▶ **Excerpted data**
PR #339, opened 2021-09-17
UI changes to Dialog Guidance

### LINKED ISSUE #338: Dialog Guidance UI changes
Based on feedback from research testing:
- Limit width so that it looks more like a chatbox
- Once max number has been reached, hide response box
- Change arrow icon button to “Send” or add "Send" to button

breity:
## Changes
Made UI updates requested in #338.

Closes #338.

## Test
Make sure Dialog Guidance components still work as before.

### DIFF
--- a/src/assets/wise5/components/dialogGuidance/dialog-guidance-student/dialog-guidance-student.component.html
+++ b/src/assets/wise5/components/dialogGuidance/dialog-guidance-student/dialog-guidance-student.component.html
@@ -19,7 +19,8 @@
     <button mat-flat-button
         color="primary"
         (click)="submitStudentResponse()"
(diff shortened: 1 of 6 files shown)


hirokiterashima (changes requested):
UI changes look good.

Instead of calling hasMaxSubmitCountAndUsedAllSubmits() in the template (which calls it on each change detection cycle and can impact performance), can you calculate it and set it to a variable in the component?

[Here's an article stating the problem and offering some possible solutions](https://medium.com/showpad-engineering/why-you-should-never-use-function-calls-in-angular-template-expressions-e1a50f9c0496).

hirokiterashima (approved):

geoffreykwan (approved):
Looks good.

PR #343, opened 2021-09-21
Extract DialogGuidanceFeedbackRuleEvaluator

### LINKED ISSUE #342: Dialog Guidance extract feedback rule evaluator to new class
### Description

Extract the code that evaluates the feedback rule to its own class and add tests for various responses.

▶ **Prompt**
The listing above should be transcribed in full, exactly as written.

▶ **Answer**
PR #339, opened 2021-09-17
UI changes to Dialog Guidance

### LINKED ISSUE #338: Dialog Guidance UI changes
Based on feedback from research testing:
- Limit width so that it looks more like a chatbox
- Once max number has been reached, hide response box
- Change arrow icon button to “Send” or add "Send" to button

breity:
## Changes
Made UI updates requested in #338.

Closes #338.

## Test
Make sure Dialog Guidance components still work as before.

### DIFF
--- a/src/assets/wise5/components/dialogGuidance/dialog-guidance-student/dialog-guidance-student.component.html
+++ b/src/assets/wise5/components/dialogGuidance/dialog-guidance-student/dialog-guidance-student.component.html
@@ -19,7 +19,8 @@
     <button mat-flat-button
         color="primary"
         (click)="submitStudentResponse()"
(diff shortened: 1 of 6 files shown)


hirokiterashima (changes requested):
UI changes look good.

Instead of calling hasMaxSubmitCountAndUsedAllSubmits() in the template (which calls it on each change detection cycle and can impact performance), can you calculate it and set it to a variable in the component?

[Here's an article stating the problem and offering some possible solutions](https://medium.com/showpad-engineering/why-you-should-never-use-function-calls-in-angular-template-expressions-e1a50f9c0496).

hirokiterashima (approved):

geoffreykwan (approved):
Looks good.

PR #343, opened 2021-09-21
Extract DialogGuidanceFeedbackRuleEvaluator

### LINKED ISSUE #342: Dialog Guidance extract feedback rule evaluator to new class
### Description

Extract the code that evaluates the feedback rule to its own class and add tests for various responses.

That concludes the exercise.